(Data for the task):
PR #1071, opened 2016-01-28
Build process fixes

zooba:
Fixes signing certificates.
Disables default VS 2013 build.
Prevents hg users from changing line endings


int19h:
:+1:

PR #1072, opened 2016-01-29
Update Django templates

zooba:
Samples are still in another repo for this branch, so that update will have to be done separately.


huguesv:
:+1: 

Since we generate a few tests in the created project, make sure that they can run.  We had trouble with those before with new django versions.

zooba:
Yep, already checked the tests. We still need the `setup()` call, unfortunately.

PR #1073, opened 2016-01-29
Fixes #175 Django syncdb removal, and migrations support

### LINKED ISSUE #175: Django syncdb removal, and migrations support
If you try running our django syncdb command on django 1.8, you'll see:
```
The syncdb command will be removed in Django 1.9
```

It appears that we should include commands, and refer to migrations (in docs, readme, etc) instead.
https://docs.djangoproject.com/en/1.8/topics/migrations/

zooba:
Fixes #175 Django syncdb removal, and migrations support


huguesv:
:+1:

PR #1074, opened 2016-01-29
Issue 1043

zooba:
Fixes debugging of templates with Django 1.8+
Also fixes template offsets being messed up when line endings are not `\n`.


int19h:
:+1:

--

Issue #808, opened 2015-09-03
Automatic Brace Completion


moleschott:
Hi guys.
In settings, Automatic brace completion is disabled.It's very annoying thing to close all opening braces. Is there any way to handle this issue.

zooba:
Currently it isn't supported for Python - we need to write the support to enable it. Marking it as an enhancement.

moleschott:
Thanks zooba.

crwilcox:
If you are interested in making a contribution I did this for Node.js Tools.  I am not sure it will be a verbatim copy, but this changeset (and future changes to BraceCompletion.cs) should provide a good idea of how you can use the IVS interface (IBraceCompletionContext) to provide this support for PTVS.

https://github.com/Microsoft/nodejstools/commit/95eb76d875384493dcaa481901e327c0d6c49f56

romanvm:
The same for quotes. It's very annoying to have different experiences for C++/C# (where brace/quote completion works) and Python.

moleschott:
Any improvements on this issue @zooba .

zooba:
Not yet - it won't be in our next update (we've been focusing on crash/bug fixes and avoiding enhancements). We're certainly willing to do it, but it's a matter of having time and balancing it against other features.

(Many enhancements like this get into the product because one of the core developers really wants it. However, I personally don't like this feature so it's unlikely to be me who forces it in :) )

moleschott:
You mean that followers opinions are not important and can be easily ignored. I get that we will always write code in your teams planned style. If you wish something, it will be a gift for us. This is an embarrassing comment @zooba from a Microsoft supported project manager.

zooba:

(Exercise details): The entries above hold the needed span. Transcribe exactly the lines from the one with "Thanks zooba." to the one with "Not yet - it", both included.

(Answer for the task):
Thanks zooba.

crwilcox:
If you are interested in making a contribution I did this for Node.js Tools.  I am not sure it will be a verbatim copy, but this changeset (and future changes to BraceCompletion.cs) should provide a good idea of how you can use the IVS interface (IBraceCompletionContext) to provide this support for PTVS.

https://github.com/Microsoft/nodejstools/commit/95eb76d875384493dcaa481901e327c0d6c49f56

romanvm:
The same for quotes. It's very annoying to have different experiences for C++/C# (where brace/quote completion works) and Python.

moleschott:
Any improvements on this issue @zooba .

zooba:
Not yet - it won't be in our next update (we've been focusing on crash/bug fixes and avoiding enhancements). We're certainly willing to do it, but it's a matter of having time and balancing it against other features.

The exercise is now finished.